-¿Qué hace una ballena con una rosa? Va a tratar de enamorar a las olas cuando estén a solas. ¿Y un tiburón?
Los incongruentes gritos se dejaban escuchar por todo el hospital psiquiátrico. De todos los pacientes, éste tenía orden estricta de mantenerse sedado. Por alguna razón este hombre, conocido como El Asesino de la Rosa, había despertado.
¿Cuánto tiempo llevaba durmiendo? No lo sabía con claridad. Igual no pensaba con mucha claridad, nunca lo había hecho. Fue difícil atraparlo, era un nómada. Aunque empezó asesinando de formas sutiles y sin llamar la atención, al final estaba asesinando a cualquiera que tuviera la mala fortuna de cruzarse con él, siempre que el asesino tuviera una rosa para dejarla junto al cuerpo sin vida. Mientras estaba recluido, había asesinado a cuatro enfermeros, así que decidieron mantenerlo sedado todo el tiempo. Ahora se despertaba de un largo trance y tenía hambre.

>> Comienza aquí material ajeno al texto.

PR #1367, opened 2023-04-26
IRSA-5175: Fix the right-side of the tri-view to accommodate both Charts and Coverage

loitly:
Ticket: https://jira.ipac.caltech.edu/browse/IRSA-5175
```
When IRSAViewer is in DCE mode and Coverage appears on the right-hand side of the tri-view, 
it creates a tab-in-tab look which is wrong.  We need to fix it so that Coverage and Charts can coexist in that area.
```
Test: https://fireflydev.ipac.caltech.edu/irsa-5175-triview-top-right/firefly
The feature allowing Coverage to be moved to Chart area is now enabled for Firefly, not just DCE.
To test, search or load a table.  Then, toggle `Coverage: Left/Right/Coverage w/Charts`.  Pin Chart should work as it did before as well.

### DIFF
--- a/src/firefly/js/charts/ChartUtil.js
+++ b/src/firefly/js/charts/ChartUtil.js
@@ -93,7 +93,7 @@ export function getMinScatterGLRows() {
 }
 
 /**
- * @returns {boolean} return true if PinnedChartPanel is used.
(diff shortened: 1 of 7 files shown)


robyww (approved):
Looks good! thanks for getting this in.

PR #1368, opened 2023-04-26
FIREFLY-987 Identify tables by EXTNAME, EXTVERSION, EXTLEVEL 

tgoldina:
XXXX-TAB algorithm for computing spectral coordinates requires that the combination of EXTNAME, EXTVERSION, and EXTLEVEL is used to identify the extensions with lookup tables. This PR makes sure that the values of these 3 headers are passed with the WAVELENGTH_TABLE related data to the client.

Ticket: https://jira.ipac.caltech.edu/browse/FIREFLY-987
Test deployment: https://fireflydev.ipac.caltech.edu/firefly-987-extid/firefly

To test, check that the displayed wavelength is not NaN for the test files from https://jira.ipac.caltech.edu/browse/FIREFLY-989

### DIFF
--- a/src/firefly/java/edu/caltech/ipac/firefly/server/visualize/fitseval/SpectralCubeEval.java
+++ b/src/firefly/java/edu/caltech/ipac/firefly/server/visualize/fitseval/SpectralCubeEval.java
@@ -3,17 +3,11 @@
  */
 
 package edu.caltech.ipac.firefly.server.visualize.fitseval;
-/**
- * User: roby
- * Date: 7/13/18
- * Time: 10:39 AM
- */
 
 
 import edu.caltech.ipac.firefly.data.RelatedData;
 import edu.caltech.ipac.firefly.server.ServerContext;
 import edu.caltech.ipac.firefly.visualize.WebPlotRequest;
-import edu.caltech.ipac.util.ComparisonUtil;
 import edu.caltech.ipac.visualize.plot.plotdata.FitsRead;
 import edu.caltech.ipac.visualize.plot.plotdata.FitsReadUtil;
 import nom.tam.fits.BasicHDU;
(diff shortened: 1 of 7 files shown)


src/firefly/java/edu/caltech/ipac/firefly/server/visualize/fitseval/SpectralCubeEval.java
```diff
@@ -30,167 +24,143 @@
...
      * WCS table lookup is undefined. The specified FITS BINTABLE
      * must contain only one row.
-     * No units conversions are to
-     * @return
+     *
+     * @param HDUs FITS HDUs
+     * @param tabExtId Extension ID of the table lookup extension
+     * @return matching tab extension null if it can not be found
      */
-    private static boolean isValidWCSForTab(BasicHDU<?>[] HDUs){
```
robyww, line 82: so we don't need to validate at all?

robyww (approved):
I think it is fine. I don't quite understand all the decisions in SpectralCubeEval.java, but I think I originally took that from other code. So maybe it was not right in the first place.

src/firefly/java/edu/caltech/ipac/firefly/server/visualize/fitseval/SpectralCubeEval.java
tgoldina: > so we don't need to validate at all?

`isValidWCSForTab` was checking that there are no extensions with binary tables that have the same EXTNAME, EXTVER, and EXTLEVEL. (For more than one matching extension, table lookup is undefined.) 

In the updated code, I check for this condition in `findTabExtension`: when looking for matching extension we need to do the same loop and WCS matching, no need to do it twice.

I'll update Javadoc to make it clear and fix the wrong brace placement in line 93.

PR #1369, opened 2023-04-27
Firefly-1237: fixed

robyww:
#### [Firefly-1237](https://jira.ipac.caltech.edu/browse/FIREFLY-1237)
 
 - _Note_- There was a race condition so I used `setTimeout`, in the future it would be worth looking at a bigger solution.

#### Testing
  - https://firefly-1237-polygon.irsakudev.ipac.caltech.edu/irsaviewer

### DIFF
--- a/src/firefly/js/ui/CatalogSearchMethodType.jsx
+++ b/src/firefly/js/ui/CatalogSearchMethodType.jsx
@@ -280,7 +280,7 @@ function SizeArea({groupKey, searchType, imageCornerCalc}) {
             if (!cornerCalcV) {
                 if (sel) setVal('imageCornerCalc', 'area-selection');
             }
-            setVal('polygoncoords', calcCornerString(pv, cornerCalcV));
+            setTimeout( () => setVal('polygoncoords', calcCornerString(pv, cornerCalcV)), 4);
         }
     };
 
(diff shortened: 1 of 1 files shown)


src/firefly/js/ui/CatalogSearchMethodType.jsx
```diff
@@ -280,7 +280,7 @@ function SizeArea({groupKey, searchType, imageCornerCalc}) {
             if (!cornerCalcV) {
                 if (sel) setVal('imageCornerCalc', 'area-selection');
             }
-            setVal('polygoncoords', calcCornerString(pv, cornerCalcV));
+            setTimeout( () => setVal('polygoncoords', calcCornerString(pv, cornerCalcV)), 4);
```
loitly, line 283: Curious... if only a 4ms delay was needed, shouldn't a no delay work as well?

loitly (approved):
Code change looks fine.

src/firefly/js/ui/CatalogSearchMethodType.jsx
robyww: probably

lrebull:
i confirm it works!

PR #1371, opened 2023-04-28
FIREFLY-1156: better SQL error message for added column failure

loitly:
Ticket: https://jira.ipac.caltech.edu/browse/FIREFLY-1156

Test: https://fireflydev.ipac.caltech.edu/firefly-1156-sql-errors/firefly
Load table, then try to make 'Add Column' fail to see error message.  One way is to reference a bad column name in the expression field.  Or, create a type mismatch by picking a data type that's inconsistent with the results of the expression.

You can also look at tests to see several different type of messages.
https://github.com/Caltech-IPAC/firefly/blob/FIREFLY-1156_sql_errors/src/firefly/test/edu/caltech/ipac/table/EmbeddedDbUtilTest.java#L239
https://github.com/Caltech-IPAC/firefly/blob/FIREFLY-1156_sql_errors/src/firefly/test/edu/caltech/ipac/table/EmbeddedDbUtilTest.java#L270

@lrebull It takes a lot of work to construct a precise error message.  And even then, it may not cover all cases.  Are these messages good enough?   If not, can you suggest what I should show?

### DIFF
--- a/src/firefly/java/edu/caltech/ipac/firefly/server/db/EmbeddedDbUtil.java
+++ b/src/firefly/java/edu/caltech/ipac/firefly/server/db/EmbeddedDbUtil.java
@@ -23,6 +23,8 @@ import edu.caltech.ipac.table.*;
 import edu.caltech.ipac.util.AppProperties;
 import edu.caltech.ipac.util.StringUtils;
 import org.json.simple.JSONObject;
+import org.springframework.dao.DataIntegrityViolationException;
+import org.springframework.jdbc.BadSqlGrammarException;
 import org.springframework.jdbc.core.BatchPreparedStatementSetter;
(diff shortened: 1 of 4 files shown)


lrebull:
I think you have managed to capture the most likely errors that people will make, and these error messages are enough to point people in the right direction. I tried several of the typos I most frequently make, and it caught them all. I think this will help 95-99% of the situations. Anything else is likely to be pretty pathological! :)

robyww:
@lrebull note that this PR is not in the upcoming release. It you think it needs to be let us know quickly.

robyww (approved):
I like that you are now identifying the error where it is happening instead of giving a general one in the UI.

lrebull:
I don't feel strongly about whether or not it should go in this release. It's up to you guys as to whether or not you want to include it.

-Me comeré un filete, no importa si está crudo.
La puerta de máxima seguridad, aquella que lo mantenía aislado del resto de la clínica, estaba entreabierta. La abrió de par en par y se internó en aquel largo, oscuro y silencioso pasillo. Todo era caos allí: sangre en las paredes, papeles y tierra en el suelo. Agujeros de bala en los muros.

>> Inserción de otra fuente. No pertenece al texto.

PR #1372, opened 2023-04-28
Firefly 1238:  clear polygon

robyww:
#### [FIREFLY-1200](https://jira.ipac.caltech.edu/browse/FIREFLY-1200): Fixed: MOCs added after additional searches
- finishes the work from Firefly-1200. I missed a case

#### Testing
- https://firefly-1238-clear-polygon.irsakudev.ipac.caltech.edu/irsaviewer/dce
- test according to the tickets

### DIFF
--- a/src/firefly/js/visualize/task/PlotHipsTask.js
+++ b/src/firefly/js/visualize/task/PlotHipsTask.js
@@ -304,13 +304,14 @@ async function makeHiPSPlot(rawAction, dispatcher) {
 
 
 
-export function createHiPSMocLayerFromPreloadedTable({tbl_id,title, fitsPath, mocUrl, plotId, visible=false, color, mocGroupDefColorId} ) {
+export function createHiPSMocLayerFromPreloadedTable({tbl_id,title, fitsPath, mocUrl, plotId, visible=false,
+                                                         color, mocGroupDefColorId, attachAllPlot=false} ) {
     const table= getTblById(tbl_id);
     if (!table) return;
     const uniqColName= table.tableData.columns[0].name;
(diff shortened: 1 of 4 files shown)


lrebull:
I agree the MOCs are now fixed! Joyce is looking at the polygon stuff. :)

joycek-ipac:
I've tested the polygon search box and although it still auto-populates with some content, erasing it (and no longer appearing to re-populate) is now possible. If that sort of result is sufficient, then I think that bug may be fixed as well.

src/firefly/js/visualize/task/PlotHipsTask.js
```diff
@@ -304,13 +304,14 @@ async function makeHiPSPlot(rawAction, dispatcher) {
 
 
 
-export function createHiPSMocLayerFromPreloadedTable({tbl_id,title, fitsPath, mocUrl, plotId, visible=false, color, mocGroupDefColorId} ) {
+export function createHiPSMocLayerFromPreloadedTable({tbl_id,title, fitsPath, mocUrl, plotId, visible=false,
+                                                         color, mocGroupDefColorId, attachAllPlot=false} ) {
     const table= getTblById(tbl_id);
```
loitly, line 309: `attachAllPlot` is added to createHiPSMocLayerFromPreloadedTable, but, I don't see where it's used in your PR.  This is normal?

loitly (approved):
Looks good.

src/firefly/js/visualize/task/PlotHipsTask.js
robyww: It is only called from one place and I made the default false. If used again (I think I probably will) there is a case which a it could pass `true` I made it a parameter instead of hardcoding it on line 314

PR #1374, opened 2023-05-01
FIREFLY-1240: flipped y axis doesn't persist in chart thumbnail view

loitly:
Ticket: https://jira.ipac.caltech.edu/browse/FIREFLY-1240
Test:  https://firefly-1240-pinchart-flipy.irsakudev.ipac.caltech.edu/irsaviewer/

Also fix  #10 from Bugs found in 2023.1 RC to ticket: 
https://confluence.ipac.caltech.edu/display/IRSA/Bugs+found+in+2023.1+RC+%3A+IV%2C+DCE+testing+April+2023
> When you use the preset function to add a column, it appears in the newly created column as true and false. But when you go to try to filter on that newly created column from the filter pulldown at the top of the new column, it says true and <NULL>, not true and false. If you filter on <NULL>, it does what you expect it to do, e.g., just gives you the 'false' values


robyww (approved):
Looks good.

lrebull:
confirm, these both fixed in this build!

-¡Vaya que ha estado movido el sitio mientras dormía!
Empezó a recordar su último asesinato. Le encantaba la cara de dolor que se imprimía en sus víctimas antes de morir. Había olvidado los detalles de la última, el color de sus cabellos, el color de sus ojos, su piel, pero no había olvidado la expresión. La última la había asesinado con sus propias manos, asfixiada. De eso hacía mucho tiempo -creía-. Al terminar el pasillo llegó a la cafetería, también destruida, no quedaba nada para comer.
-¿Se acabó el mundo mientras estaba dormido? ¿No habrá más ballenas?
Detrás del mostrador de la cafetería, había una rosa. La tomó en sus manos, como si se tratase de un gran tesoro. La llevó a su nariz y aspiró suavemente.
-Necesito encontrar alguien a quién regalársela.
Se dirigió a la salida. No había visto a nadie de camino. Unos muebles apilados taponaban la entrada. No tenía ganas de mover nada, así que decidió subir a la terraza del edificio. Desde allí pudo ver el panorama de la ciudad. Todo destruido, coches volteados y algunas edificaciones aún humeantes. De repente vio que algo se movía allí abajo. Personas con harapos, moviéndose como si no tuvieran prisa de llegar a su destino, como buscando algo sin encontrarlo. Sus cuerpos descompuestos rodeados de moscas iban de aquí para allá. Algo de aquel apestoso hedor alcanzaba a llegar a la nariz del solitario asesino.
Una lágrima se desprendió sus ojos. Dejó caer la rosa suicida de lo alto y terminó estrellándose en el parabrisas de un coche. Quien la encontrara, la vería como una flor anónima. No diría de quién es, no como las anteriores que había regalado. Se giró y se dirigió nuevamente al interior del hospital psiquiátrico.
-Ya no hay a quién asesinar. Despiértenme cuando esta pesadilla termine.
Y así, se encerró nuevamente en su celda.